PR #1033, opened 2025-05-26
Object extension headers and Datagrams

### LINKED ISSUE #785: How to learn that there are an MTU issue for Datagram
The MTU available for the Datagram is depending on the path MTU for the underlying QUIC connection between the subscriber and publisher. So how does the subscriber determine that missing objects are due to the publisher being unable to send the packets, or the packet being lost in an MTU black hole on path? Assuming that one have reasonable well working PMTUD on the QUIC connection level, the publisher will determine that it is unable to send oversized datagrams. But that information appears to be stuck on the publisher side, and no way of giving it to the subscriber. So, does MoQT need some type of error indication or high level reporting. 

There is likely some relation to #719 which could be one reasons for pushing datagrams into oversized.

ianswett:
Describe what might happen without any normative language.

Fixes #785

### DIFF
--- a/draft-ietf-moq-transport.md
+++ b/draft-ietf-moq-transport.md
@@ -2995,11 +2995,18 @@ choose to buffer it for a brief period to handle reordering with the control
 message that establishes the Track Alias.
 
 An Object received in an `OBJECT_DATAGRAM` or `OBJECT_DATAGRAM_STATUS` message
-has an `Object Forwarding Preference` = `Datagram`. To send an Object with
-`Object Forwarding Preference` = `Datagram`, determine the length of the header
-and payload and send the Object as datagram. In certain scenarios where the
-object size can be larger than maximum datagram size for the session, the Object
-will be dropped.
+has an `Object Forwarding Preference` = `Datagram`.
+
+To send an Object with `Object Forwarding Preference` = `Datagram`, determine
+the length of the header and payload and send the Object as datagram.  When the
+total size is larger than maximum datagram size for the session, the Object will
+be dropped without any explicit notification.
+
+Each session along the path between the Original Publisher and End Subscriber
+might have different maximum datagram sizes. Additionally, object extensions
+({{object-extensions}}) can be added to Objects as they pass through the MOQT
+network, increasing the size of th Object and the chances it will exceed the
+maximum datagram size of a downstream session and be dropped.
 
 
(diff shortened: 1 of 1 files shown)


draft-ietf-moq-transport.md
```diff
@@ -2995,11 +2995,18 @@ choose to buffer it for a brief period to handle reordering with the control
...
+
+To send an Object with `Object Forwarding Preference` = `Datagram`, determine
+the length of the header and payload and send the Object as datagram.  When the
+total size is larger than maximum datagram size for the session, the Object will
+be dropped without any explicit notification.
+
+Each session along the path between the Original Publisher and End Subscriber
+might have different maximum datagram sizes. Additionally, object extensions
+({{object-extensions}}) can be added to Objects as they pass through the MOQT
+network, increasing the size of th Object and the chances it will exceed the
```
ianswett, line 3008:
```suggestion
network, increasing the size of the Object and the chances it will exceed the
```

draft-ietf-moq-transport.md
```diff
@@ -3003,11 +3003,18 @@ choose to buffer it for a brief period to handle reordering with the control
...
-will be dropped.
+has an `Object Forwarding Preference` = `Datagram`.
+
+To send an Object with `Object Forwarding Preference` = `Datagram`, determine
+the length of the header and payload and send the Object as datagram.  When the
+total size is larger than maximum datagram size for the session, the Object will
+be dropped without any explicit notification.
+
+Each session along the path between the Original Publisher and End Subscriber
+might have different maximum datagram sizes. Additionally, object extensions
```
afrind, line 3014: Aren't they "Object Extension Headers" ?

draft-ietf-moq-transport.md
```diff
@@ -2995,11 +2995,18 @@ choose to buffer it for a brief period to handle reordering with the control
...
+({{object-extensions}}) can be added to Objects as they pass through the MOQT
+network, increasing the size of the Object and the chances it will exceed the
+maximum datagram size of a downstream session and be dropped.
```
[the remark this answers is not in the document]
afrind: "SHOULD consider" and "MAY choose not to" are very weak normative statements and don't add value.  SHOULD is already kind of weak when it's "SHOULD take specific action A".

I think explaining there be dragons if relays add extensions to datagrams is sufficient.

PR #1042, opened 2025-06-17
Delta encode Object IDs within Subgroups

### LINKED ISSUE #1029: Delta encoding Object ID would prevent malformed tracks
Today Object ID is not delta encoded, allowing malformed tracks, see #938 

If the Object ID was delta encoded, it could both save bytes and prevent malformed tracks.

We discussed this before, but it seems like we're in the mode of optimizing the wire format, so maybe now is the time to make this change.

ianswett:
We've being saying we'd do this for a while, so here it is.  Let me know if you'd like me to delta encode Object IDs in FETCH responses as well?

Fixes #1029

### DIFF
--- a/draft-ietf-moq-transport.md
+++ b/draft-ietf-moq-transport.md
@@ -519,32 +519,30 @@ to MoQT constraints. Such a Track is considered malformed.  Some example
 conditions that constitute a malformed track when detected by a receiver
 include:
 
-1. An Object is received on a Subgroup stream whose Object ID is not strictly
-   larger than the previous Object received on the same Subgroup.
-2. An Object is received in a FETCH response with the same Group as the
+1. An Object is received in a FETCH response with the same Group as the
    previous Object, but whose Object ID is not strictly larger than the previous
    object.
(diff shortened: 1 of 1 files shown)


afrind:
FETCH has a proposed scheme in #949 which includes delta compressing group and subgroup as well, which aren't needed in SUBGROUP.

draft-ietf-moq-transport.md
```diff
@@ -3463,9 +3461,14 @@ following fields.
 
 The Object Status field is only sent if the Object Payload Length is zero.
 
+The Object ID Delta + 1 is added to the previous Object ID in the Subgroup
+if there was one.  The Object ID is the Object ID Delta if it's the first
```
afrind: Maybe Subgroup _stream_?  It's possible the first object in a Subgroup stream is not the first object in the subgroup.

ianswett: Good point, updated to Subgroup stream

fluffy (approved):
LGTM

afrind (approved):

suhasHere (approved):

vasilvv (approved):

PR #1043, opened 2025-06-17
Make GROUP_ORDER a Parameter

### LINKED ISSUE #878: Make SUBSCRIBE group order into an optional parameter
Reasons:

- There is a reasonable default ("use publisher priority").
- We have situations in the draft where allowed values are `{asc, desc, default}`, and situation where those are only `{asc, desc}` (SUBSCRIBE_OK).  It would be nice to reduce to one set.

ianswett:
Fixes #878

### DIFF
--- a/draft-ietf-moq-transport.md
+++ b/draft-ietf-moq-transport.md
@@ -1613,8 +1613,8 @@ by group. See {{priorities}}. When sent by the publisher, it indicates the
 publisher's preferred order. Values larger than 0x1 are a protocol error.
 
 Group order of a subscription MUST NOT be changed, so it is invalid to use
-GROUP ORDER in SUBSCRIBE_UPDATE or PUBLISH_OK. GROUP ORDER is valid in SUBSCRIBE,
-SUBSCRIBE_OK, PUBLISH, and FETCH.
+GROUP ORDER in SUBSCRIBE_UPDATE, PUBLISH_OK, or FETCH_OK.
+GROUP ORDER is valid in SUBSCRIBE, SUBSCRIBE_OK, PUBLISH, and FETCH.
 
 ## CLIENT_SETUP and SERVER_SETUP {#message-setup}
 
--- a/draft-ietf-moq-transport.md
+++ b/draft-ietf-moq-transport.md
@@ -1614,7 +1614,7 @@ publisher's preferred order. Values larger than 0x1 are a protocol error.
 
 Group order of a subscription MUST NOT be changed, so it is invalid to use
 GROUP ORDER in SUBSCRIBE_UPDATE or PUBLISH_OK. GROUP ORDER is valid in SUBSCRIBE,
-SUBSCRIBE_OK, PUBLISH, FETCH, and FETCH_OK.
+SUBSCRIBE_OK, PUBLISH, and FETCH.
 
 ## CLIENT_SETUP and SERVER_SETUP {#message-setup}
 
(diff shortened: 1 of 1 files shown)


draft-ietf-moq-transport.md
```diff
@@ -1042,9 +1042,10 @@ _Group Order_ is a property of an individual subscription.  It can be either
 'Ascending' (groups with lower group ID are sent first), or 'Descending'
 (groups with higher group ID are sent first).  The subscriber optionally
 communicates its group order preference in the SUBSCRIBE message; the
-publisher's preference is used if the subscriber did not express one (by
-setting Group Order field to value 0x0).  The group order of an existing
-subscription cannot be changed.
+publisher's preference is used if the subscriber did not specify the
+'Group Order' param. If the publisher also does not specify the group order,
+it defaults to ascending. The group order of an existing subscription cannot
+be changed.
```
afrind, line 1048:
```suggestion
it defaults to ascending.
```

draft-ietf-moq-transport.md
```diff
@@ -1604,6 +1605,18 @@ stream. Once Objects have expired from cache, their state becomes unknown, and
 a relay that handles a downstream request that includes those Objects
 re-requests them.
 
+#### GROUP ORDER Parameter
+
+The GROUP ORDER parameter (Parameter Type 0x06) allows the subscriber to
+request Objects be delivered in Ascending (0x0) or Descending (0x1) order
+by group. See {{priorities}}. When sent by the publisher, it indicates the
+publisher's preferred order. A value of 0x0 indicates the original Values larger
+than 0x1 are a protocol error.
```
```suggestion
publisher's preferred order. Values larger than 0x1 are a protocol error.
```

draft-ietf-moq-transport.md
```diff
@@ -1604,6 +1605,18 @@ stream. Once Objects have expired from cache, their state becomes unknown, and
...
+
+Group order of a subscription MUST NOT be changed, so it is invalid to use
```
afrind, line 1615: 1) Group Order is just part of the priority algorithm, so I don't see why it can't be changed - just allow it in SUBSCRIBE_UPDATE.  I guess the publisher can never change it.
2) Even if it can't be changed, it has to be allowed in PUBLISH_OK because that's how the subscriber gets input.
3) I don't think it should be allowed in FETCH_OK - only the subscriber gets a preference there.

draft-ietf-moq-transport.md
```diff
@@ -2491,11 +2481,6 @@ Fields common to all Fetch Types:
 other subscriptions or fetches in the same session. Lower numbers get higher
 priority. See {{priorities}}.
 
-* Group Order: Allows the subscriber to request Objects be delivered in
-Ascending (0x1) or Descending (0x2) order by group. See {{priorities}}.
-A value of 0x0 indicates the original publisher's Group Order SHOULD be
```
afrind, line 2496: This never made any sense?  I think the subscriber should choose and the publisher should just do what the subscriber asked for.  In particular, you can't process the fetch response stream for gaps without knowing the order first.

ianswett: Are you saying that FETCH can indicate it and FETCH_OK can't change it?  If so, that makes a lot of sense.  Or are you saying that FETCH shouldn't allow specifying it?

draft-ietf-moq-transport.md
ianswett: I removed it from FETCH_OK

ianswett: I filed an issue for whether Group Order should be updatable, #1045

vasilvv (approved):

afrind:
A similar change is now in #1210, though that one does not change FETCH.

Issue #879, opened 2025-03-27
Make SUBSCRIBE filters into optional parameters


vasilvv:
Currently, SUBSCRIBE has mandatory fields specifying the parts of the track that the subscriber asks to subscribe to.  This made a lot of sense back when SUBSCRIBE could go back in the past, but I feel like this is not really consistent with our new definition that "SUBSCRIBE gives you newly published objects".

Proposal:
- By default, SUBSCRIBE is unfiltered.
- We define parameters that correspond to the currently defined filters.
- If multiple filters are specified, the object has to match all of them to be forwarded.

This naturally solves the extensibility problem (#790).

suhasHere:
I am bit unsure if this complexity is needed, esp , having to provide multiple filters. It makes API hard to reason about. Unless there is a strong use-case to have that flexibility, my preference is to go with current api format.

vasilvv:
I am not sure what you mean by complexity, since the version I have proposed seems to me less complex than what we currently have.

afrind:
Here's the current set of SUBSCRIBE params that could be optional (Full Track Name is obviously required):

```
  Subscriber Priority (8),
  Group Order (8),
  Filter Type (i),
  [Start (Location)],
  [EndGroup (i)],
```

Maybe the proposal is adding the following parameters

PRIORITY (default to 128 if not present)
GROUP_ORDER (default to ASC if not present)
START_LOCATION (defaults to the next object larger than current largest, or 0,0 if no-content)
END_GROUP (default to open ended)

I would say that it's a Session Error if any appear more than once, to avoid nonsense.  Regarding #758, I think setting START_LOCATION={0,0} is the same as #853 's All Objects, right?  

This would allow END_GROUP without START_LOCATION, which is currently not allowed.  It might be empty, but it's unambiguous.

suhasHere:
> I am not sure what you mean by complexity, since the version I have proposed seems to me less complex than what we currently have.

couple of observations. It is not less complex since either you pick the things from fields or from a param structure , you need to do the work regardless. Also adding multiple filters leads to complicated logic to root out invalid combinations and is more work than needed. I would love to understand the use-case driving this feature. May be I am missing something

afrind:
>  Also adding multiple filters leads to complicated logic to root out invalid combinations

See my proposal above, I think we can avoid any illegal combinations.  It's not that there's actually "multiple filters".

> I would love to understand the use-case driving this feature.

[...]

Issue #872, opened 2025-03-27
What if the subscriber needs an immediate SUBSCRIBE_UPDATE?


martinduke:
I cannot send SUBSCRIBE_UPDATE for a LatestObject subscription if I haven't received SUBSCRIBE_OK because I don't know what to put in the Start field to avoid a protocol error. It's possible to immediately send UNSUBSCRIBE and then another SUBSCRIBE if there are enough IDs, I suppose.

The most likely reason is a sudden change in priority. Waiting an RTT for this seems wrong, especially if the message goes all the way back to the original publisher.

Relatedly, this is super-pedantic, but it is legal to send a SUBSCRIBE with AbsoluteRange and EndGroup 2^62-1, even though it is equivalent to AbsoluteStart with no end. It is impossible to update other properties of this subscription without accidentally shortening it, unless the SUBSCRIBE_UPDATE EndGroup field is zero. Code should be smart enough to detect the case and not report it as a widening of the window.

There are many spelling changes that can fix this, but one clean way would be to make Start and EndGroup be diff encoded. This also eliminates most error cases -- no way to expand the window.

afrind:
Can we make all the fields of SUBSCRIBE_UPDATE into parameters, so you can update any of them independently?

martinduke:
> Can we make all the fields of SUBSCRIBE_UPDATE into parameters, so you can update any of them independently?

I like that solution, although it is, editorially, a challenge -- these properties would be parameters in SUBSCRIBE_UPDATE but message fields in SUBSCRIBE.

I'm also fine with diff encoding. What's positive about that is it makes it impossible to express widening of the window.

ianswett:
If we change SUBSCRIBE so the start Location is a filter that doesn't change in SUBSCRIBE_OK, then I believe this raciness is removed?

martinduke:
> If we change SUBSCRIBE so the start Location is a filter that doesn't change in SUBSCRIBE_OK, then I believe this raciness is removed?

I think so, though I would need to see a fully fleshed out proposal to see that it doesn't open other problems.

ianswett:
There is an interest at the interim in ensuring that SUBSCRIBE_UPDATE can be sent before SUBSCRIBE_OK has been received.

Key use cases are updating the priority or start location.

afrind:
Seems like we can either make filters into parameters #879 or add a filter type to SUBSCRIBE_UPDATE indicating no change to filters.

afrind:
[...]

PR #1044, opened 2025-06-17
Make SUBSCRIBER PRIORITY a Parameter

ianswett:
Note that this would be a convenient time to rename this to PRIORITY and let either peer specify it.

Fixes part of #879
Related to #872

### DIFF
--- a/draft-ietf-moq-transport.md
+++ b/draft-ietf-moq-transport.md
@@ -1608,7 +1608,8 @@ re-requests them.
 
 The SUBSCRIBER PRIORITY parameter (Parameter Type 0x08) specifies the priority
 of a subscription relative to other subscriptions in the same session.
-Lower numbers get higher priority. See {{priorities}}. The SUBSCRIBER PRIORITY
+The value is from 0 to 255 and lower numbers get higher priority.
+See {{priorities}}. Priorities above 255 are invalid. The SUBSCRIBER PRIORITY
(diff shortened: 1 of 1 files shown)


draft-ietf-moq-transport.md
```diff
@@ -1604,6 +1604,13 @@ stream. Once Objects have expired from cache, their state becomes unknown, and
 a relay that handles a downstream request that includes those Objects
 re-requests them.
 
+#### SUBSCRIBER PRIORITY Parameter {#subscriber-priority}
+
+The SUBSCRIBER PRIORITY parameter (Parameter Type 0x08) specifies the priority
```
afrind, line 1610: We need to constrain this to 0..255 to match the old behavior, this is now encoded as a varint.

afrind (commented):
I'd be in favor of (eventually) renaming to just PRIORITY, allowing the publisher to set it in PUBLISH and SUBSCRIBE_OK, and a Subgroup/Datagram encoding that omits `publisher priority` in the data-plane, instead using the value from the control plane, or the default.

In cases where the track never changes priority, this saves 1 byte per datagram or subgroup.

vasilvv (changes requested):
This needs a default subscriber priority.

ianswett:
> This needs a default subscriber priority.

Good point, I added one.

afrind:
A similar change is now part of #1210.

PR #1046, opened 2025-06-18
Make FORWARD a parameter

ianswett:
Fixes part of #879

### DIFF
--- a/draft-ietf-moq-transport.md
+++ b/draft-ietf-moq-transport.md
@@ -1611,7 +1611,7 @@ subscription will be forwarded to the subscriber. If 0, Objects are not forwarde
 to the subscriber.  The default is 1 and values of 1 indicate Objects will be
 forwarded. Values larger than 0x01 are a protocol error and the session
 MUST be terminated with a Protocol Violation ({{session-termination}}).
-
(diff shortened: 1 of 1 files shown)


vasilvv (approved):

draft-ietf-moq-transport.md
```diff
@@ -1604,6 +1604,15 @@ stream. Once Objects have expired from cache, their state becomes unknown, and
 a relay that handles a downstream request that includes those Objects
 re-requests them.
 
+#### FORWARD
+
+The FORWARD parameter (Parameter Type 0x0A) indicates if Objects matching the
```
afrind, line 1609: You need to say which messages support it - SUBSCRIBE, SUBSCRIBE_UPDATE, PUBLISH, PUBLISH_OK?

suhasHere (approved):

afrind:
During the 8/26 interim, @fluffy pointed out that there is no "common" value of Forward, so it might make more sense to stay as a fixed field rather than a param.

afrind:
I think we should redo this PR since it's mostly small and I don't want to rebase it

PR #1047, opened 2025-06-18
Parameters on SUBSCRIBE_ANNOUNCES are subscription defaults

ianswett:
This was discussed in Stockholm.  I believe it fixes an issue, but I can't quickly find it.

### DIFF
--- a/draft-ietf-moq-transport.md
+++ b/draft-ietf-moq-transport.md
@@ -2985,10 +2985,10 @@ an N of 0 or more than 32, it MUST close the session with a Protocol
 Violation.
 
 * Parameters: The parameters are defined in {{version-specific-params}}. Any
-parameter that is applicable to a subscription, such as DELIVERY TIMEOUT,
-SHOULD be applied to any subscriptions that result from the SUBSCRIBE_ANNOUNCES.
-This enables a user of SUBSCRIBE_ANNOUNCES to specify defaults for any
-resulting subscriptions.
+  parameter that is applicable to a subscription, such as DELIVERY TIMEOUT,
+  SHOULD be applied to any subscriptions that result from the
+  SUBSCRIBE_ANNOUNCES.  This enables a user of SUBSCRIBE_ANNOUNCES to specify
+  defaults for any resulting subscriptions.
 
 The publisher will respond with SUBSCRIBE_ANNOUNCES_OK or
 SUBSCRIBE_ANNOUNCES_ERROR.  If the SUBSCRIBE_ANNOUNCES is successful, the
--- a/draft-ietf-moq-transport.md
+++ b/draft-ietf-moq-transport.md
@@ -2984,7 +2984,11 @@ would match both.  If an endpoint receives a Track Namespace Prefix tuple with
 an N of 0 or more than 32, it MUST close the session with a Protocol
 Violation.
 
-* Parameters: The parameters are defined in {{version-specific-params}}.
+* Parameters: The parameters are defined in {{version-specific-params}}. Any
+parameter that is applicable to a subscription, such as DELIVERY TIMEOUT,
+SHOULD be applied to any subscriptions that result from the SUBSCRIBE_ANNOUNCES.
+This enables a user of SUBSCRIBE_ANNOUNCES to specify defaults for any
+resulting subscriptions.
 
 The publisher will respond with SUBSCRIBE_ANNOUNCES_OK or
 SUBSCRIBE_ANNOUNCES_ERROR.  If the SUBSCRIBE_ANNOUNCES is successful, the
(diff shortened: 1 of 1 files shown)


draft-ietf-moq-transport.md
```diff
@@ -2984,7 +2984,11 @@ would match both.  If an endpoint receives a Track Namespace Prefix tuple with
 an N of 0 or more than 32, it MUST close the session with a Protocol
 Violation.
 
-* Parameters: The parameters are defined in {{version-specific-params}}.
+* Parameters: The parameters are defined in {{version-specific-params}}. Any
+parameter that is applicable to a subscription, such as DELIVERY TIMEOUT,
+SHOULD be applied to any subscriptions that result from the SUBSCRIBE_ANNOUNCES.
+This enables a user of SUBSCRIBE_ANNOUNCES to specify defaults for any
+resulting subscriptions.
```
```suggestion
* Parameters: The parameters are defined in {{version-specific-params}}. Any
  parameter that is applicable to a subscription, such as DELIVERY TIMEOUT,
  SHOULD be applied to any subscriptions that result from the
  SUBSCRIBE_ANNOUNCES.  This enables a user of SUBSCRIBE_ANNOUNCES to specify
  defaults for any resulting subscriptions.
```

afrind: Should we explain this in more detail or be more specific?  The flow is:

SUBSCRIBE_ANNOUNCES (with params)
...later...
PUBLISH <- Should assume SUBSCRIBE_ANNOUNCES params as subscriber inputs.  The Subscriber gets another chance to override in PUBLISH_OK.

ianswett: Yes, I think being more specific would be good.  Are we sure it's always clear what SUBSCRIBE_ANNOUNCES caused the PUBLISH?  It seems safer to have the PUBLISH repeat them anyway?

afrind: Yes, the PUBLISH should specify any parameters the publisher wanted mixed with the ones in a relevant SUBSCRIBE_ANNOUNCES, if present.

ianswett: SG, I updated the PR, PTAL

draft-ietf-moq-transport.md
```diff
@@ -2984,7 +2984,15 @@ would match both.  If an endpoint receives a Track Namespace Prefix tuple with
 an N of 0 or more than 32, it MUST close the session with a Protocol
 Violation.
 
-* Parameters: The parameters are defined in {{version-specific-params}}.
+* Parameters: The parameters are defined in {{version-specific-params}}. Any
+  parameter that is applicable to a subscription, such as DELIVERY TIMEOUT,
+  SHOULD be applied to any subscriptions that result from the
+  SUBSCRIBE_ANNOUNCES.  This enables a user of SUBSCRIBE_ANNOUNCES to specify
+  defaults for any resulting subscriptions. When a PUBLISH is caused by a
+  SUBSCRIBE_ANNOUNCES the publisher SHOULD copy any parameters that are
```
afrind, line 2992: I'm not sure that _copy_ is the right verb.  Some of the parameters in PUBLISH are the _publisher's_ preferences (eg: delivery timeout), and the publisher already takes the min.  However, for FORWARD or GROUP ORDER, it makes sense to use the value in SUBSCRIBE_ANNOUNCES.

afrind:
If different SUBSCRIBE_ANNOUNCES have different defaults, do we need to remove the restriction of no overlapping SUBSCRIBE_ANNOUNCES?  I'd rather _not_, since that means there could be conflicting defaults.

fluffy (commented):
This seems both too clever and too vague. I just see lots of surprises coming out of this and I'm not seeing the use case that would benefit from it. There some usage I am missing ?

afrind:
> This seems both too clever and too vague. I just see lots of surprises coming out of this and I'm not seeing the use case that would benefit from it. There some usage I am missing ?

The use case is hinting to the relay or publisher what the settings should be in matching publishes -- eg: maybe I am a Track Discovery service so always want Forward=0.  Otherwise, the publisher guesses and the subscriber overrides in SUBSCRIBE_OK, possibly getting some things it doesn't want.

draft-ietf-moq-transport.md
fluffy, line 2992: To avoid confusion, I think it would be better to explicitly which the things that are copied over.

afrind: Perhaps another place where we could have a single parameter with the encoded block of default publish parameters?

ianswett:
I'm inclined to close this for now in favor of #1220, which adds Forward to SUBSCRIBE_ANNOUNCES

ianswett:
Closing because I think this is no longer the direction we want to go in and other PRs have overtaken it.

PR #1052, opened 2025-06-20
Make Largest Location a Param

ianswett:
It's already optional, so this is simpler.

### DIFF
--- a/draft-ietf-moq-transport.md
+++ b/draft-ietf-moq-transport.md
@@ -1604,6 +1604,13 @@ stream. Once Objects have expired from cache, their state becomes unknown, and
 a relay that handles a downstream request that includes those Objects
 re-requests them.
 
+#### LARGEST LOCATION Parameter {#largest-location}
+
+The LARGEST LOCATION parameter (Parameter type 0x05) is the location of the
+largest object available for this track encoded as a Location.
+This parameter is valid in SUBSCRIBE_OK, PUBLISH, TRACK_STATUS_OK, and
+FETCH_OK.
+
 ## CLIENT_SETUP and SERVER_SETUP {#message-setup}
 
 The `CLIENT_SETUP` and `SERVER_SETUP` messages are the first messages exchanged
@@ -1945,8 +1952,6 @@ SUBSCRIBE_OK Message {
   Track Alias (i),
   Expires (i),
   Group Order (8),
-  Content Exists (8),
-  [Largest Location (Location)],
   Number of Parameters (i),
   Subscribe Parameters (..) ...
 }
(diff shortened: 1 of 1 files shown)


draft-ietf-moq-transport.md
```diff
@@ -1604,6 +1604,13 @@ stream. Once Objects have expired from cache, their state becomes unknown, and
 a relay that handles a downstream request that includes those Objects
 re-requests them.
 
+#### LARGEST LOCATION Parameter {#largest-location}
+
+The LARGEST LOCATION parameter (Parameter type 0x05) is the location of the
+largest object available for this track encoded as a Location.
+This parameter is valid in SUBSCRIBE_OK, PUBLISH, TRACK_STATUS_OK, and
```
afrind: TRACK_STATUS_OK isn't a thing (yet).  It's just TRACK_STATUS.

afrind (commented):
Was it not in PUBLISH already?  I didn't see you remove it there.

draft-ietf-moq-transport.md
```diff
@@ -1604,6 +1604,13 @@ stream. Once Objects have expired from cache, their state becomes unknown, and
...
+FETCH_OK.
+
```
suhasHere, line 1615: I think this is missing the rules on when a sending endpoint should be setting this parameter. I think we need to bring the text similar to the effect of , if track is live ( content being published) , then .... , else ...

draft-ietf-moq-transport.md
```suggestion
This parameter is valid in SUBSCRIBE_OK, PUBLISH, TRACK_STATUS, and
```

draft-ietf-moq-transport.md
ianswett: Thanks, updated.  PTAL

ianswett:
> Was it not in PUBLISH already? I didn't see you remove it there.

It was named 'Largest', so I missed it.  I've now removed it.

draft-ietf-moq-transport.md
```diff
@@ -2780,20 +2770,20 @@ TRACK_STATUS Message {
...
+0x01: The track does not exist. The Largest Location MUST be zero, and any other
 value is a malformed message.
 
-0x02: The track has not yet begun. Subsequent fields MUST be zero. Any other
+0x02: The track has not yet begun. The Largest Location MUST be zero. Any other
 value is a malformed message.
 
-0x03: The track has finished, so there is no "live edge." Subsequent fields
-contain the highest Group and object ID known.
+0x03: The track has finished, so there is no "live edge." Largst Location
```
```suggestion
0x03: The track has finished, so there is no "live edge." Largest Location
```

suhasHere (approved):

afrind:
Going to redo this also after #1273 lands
——
## Work to complete:
Pick every line of the data that includes the string "reasonable".

## Result for this exercise:
The MTU available for the Datagram is depending on the path MTU for the underlying QUIC connection between the subscriber and publisher. So how does the subscriber determine that missing objects are due to the publisher being unable to send the packets, or the packet being lost in an MTU black hole on path? Assuming that one have reasonable well working PMTUD on the QUIC connection level, the publisher will determine that it is unable to send oversized datagrams. But that information appears to be stuck on the publisher side, and no way of giving it to the subscriber. So, does MoQT need some type of error indication or high level reporting. 
- There is a reasonable default ("use publisher priority").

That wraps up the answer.